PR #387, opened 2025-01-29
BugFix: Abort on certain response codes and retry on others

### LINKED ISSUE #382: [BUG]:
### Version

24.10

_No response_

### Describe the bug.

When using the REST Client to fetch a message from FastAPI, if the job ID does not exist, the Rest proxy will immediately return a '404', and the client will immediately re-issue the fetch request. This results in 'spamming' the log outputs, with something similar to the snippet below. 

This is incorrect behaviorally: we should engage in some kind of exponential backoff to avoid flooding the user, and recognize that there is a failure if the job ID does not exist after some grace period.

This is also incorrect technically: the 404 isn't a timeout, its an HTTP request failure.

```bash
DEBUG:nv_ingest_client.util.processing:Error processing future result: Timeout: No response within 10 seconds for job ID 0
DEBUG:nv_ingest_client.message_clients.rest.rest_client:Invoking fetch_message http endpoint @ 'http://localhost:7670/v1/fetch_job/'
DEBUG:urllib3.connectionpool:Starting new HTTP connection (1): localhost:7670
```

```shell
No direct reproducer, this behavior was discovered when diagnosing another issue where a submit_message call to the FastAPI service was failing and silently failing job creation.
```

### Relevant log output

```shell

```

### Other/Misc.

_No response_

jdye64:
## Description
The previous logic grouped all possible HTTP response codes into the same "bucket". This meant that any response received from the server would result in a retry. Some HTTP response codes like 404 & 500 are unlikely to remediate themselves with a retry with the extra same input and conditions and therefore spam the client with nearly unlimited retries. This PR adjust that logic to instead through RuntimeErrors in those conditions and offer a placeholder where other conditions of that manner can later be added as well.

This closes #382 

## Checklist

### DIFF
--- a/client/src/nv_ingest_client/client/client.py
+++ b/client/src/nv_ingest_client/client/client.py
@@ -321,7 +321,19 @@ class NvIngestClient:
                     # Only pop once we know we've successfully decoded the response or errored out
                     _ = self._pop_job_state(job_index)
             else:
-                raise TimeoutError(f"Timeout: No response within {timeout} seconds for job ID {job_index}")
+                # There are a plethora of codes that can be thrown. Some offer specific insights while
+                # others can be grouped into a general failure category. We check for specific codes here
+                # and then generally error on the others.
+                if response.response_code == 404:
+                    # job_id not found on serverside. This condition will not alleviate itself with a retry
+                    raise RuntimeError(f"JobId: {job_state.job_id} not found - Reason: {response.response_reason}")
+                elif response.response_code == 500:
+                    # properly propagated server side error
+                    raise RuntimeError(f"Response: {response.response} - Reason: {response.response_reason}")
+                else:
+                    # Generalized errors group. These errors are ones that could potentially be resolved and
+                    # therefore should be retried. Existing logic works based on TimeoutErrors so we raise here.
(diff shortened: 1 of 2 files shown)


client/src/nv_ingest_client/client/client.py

==

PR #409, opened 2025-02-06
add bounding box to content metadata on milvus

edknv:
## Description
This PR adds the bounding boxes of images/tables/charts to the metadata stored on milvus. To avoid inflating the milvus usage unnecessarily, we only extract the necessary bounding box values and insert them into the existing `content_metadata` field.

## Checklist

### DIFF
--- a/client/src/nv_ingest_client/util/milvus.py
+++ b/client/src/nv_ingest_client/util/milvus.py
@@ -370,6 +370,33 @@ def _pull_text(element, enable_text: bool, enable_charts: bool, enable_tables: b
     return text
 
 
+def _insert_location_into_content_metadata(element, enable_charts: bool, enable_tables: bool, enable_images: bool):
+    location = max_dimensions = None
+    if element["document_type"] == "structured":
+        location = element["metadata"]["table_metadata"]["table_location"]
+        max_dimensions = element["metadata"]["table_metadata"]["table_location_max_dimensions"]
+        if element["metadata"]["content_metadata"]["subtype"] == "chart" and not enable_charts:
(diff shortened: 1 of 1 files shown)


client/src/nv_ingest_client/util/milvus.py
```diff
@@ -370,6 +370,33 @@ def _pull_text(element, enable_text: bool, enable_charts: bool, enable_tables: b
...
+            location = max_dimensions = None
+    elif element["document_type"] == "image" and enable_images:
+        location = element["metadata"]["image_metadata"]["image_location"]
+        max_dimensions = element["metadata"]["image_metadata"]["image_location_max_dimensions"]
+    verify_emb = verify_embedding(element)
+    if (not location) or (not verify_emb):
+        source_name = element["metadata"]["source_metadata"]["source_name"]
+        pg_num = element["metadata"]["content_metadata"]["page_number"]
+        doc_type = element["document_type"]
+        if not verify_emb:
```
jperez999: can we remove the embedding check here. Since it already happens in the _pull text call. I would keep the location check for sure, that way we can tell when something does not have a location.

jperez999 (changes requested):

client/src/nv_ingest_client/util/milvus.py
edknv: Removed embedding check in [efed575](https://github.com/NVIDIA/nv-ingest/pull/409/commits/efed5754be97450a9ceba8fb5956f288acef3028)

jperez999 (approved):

**Instructions to follow**
Out of the records above, pull the lines that include the word "opened".

**Exercise output**
PR #387, opened 2025-01-29
PR #409, opened 2025-02-06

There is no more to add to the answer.